Diff uses tags to annotate what changed:

• !replace when types differ: !replace { from: "old", to: "new" }
• !delete for removed fields or elements
• !insert for added fields or elements
• !strdiff for character-level string changes
• !arraydiff for array changes with key matching
• !addtag / !rmtag / !retag for tag-only changes

Fields that are identical are omitted entirely. The diff is minimal.

For strings, The Go Tony o tool computes character-level diffs using the diff-match-patch algorithm. But it's pragmatic: if the diff is larger than half the size of the smaller string, it falls back to a simple !replace. No point in a character-level diff that's harder to read than the replacement.

When arrays are tagged with !key(field), diffing matches elements by key value instead of position. Reordering doesn't produce noise---only actual additions, removals, and modifications are reported:

# from
containers: !key(name)
- name: app
  image: v1
- name: sidecar
  image: proxy:v1

# to
containers: !key(name)
- name: sidecar
  image: proxy:v2
- name: app
  image: v1

# diff - only the sidecar image changed, reordering is ignored
- name: sidecar
  image: !replace
    from: proxy:v1
    to: proxy:v2

For plain arrays (without !key), !arraydiff uses an abstracted longest-common-subsequence to produce a positional diff with !insert and !delete entries---and both the result and the per-item differences are valid patches:

# from
items:
- a
- b
- c

# to
items:
- a
- x
- c
- d

# diff
items: !arraydiff
  1: !replace
    from: b
    to: x
  3: !insert d

Diffs are reversible. libdiff.Reverse(diff) produces a diff that, when applied to to, yields from:

diff := Diff(a, b)
reversed, _ := libdiff.Reverse(diff)
// Patch(b, reversed) == a

The reversal logic is straightforward because the tags carry complete information: !delete becomes !insert and vice versa, !replace swaps its from and to fields, !retag(x,y) becomes !retag(y,x).

Composition

The real payoff is that these three operations form a closed loop.

A diff is a valid patch. The same tags that annotate changes (!delete, !insert, !replace) are recognized by the patch engine. Diff(a, b) produces output that you can pass directly to Patch(a, diff) to get b. Reverse the diff and apply it to b to get a.

Matching composes with patching. !if uses match semantics in its condition and patch semantics in its body. !dive matches to find subtrees and patches to transform them. The Op interface makes this explicit---every operation is both a matcher and a patcher, and the engine threads recursive callbacks for both through the entire tree.

Diffs compose with matching. Because a diff is structured Tony data, you can match against it, filter it, or patch it before applying it. A diff isn't an opaque blob you feed to patch---it's a document you can inspect and transform with the same tools you use on any other document.

This isn't three systems bolted together.

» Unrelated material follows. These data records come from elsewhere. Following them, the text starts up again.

Issue #712, opened 2016-03-30
Support for .NET Core


fubar-coder:
We should think about starting to support .NET Core as soon as RC2 is out and supported by VS 2015. With the change to a `project.json`, we're still able to target platforms like .NET 3.5/4 in addition to netstandard1.3 (or higher?).
- [.NET Core project system](https://github.com/dotnet/core-docs/blob/master/docs/project-model/index.md)
- [.NET Platform Standard](https://github.com/dotnet/corefx/blob/master/Documentation/architecture/net-platform-standard.md)
- [Target frameworks](https://docs.nuget.org/Create/TargetFrameworks)
- What is [netstandardapp](https://github.com/dotnet/corefx/blob/master/Documentation/architecture/net-standard-applications.md)?

Conversion steps:
- [ ] Move from `IDbConnection`, etc to `DbConnection`
  - `System.Data.Common` is available since .NET 2.0
- [ ] Remove the need for ICloneable
  Switching to immutable types?
- [ ] Replace usage of DataSet
  - Using the solution from @dmirmilshteyn (https://github.com/schambers/fluentmigrator/issues/621#issuecomment-154342973)?
  - Use a DataReader instead?

All this work shouldn't be done in a single step. It should be done in multiple pull requests (or a single pull request with squashed commits to have one commit per step) for easier code review.

eloekset:
#621 is also about this topic.

fubar-coder:
We're tracking the progress here.

dmirmilshteyn:
@fubar-coder Another factor to consider is integration with the dotnet CLI. It would be nice to be able to add a runner to the "tools" section of project.json, then execute commands such as "dotnet fm migrate [flags]". It would likely be as simple as renaming the current console runner to dotnet-fm and then packing it up in nuget. In the short term, to avoid breaking backwards compatibility, we can create a new runner project which references the console runner, and have the input forwarded to that until the next major release.

I've started working on a port with the RC2 bits, will have some PRs in shortly...

giggio:
Just FYI, I got my runner for .NET CLI for Fluent Migrator working. The license is compatible, you may want to take a look. I think that supporting .NET Core is very important, I am just posting this to help people who would like to use Fluent Migrator until this step is completed.
https://github.com/giggio/FluentMigrator.Runner.Cli

jayalakshmis:
@giggio, do you by chance have a pull request out for merging this upstream?

giggio:
[...]

PR #721, opened 2016-05-29
Switch from DataSet to IDataReader

dmirmilshteyn:
This replaces usage of DataSet with IDataReader in the core library and associated runners/tests. This is initial work to add support for .NET Core RC2, related to #712

### DIFF
--- a/src/FluentMigrator.Runner/Processors/Firebird/FirebirdProcessedExpression.cs
+++ b/src/FluentMigrator.Runner/Processors/Firebird/FirebirdProcessedExpression.cs
@@ -125,19 +125,19 @@ namespace FluentMigrator.Runner.Processors.Firebird
             CanUndo = true;
             FirebirdSchemaProvider schema = new FirebirdSchemaProvider(Processor);
             FirebirdTableSchema table = schema.GetTableSchema(expression.TableName);
-            using (DataSet ds = Processor.ReadTableData(String.Empty, expression.TableName))
+            using (IDataReader ds = Processor.ReadTableData(String.Empty, expression.TableName))
             {
                 foreach (DeletionDataDefinition deletion in expression.Rows)
                 {
                     InsertDataExpression insert = new InsertDataExpression() { SchemaName = String.Empty, TableName = expression.TableName };
-                    foreach (DataRow dr in ds.Tables[0].Rows)
+                    while (ds.Read())
                     {
                         bool match = true;
                         if (!expression.IsAllRows)
                         {
                             foreach (var where in deletion)
                             {
-                                if (dr[where.Key].ToString() != where.Value.ToString())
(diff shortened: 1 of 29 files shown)


src/FluentMigrator.Runner/Processors/Firebird/FirebirdProcessedExpression.cs
```diff
@@ -125,19 +125,19 @@ protected void SetupUndoDeleteData(DeleteDataExpression expression)
             CanUndo = true;
             FirebirdSchemaProvider schema = new FirebirdSchemaProvider(Processor);
             FirebirdTableSchema table = schema.GetTableSchema(expression.TableName);
-            using (DataSet ds = Processor.ReadTableData(String.Empty, expression.TableName))
+            using (IDataReader ds = Processor.ReadTableData(String.Empty, expression.TableName))
```
DustinVenegas: This variable should be renamed to `dr` instead of `ds`.

src/FluentMigrator/IMigrationProcessor.cs
```diff
@@ -29,8 +29,8 @@ public interface IMigrationProcessor : IQuerySchema, IDisposable
         string ConnectionString { get; }
 
         void Execute(string template, params object[] args);
-        DataSet ReadTableData(string schemaName, string tableName);
-        DataSet Read(string template, params object[] args);
+        IDataReader ReadTableData(string schemaName, string tableName);
+        IDataReader Read(string template, params object[] args);
```
DustinVenegas: I don't know how strict we are. Do we need to rev a major version for this change?

marcrocny: Is breaking for strict semver. There's no references to such a policy anywhere I could find.  But I would say that OSS should default to strict semver.  This is a breaking change to a public interface, and interface stability is paramount.  It may not be in common use, but this also presents a breaking change with the separately-delivered FluentMigrator.Runner package, and version-disagreement breakage there should be well-advertised.

* is the broken API in common use externally?  -- would require polling to determine, but I suspect not.
* internally, does it present a breaking change to older versions of other, separately released packages that

marcrocny: Is breaking for strict semver. There's no references to such a policy anywhere I could find.  But I would say that OSS should default to strict semver.  This is a breaking change to a public interface, and interface stability is paramount.  It may not be in common use, but this also presents a breaking change with the separately-delivered FluentMigrator.Runner package, and version-disagreement breakage there should be well-advertised.

dmirmilshteyn: @marcrocny At this point, I don't think this PR is relevant anymore. Netstandard2.0 reintroduces DataSet, so there's no real reason to go with this.

fubar-coder:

It's one system and one structure-preserving format with three entry points. Match, patch, and diff are perspectives on the same tree-walking, tag-dispatching engine. The Op interface, the IR, and the tag registry are shared all the way down.

Conclusion

Three operations. One IR. One tag system. Matching, patching, and diffing are the same operation viewed from different angles, and the model makes that explicit. That's the whole idea.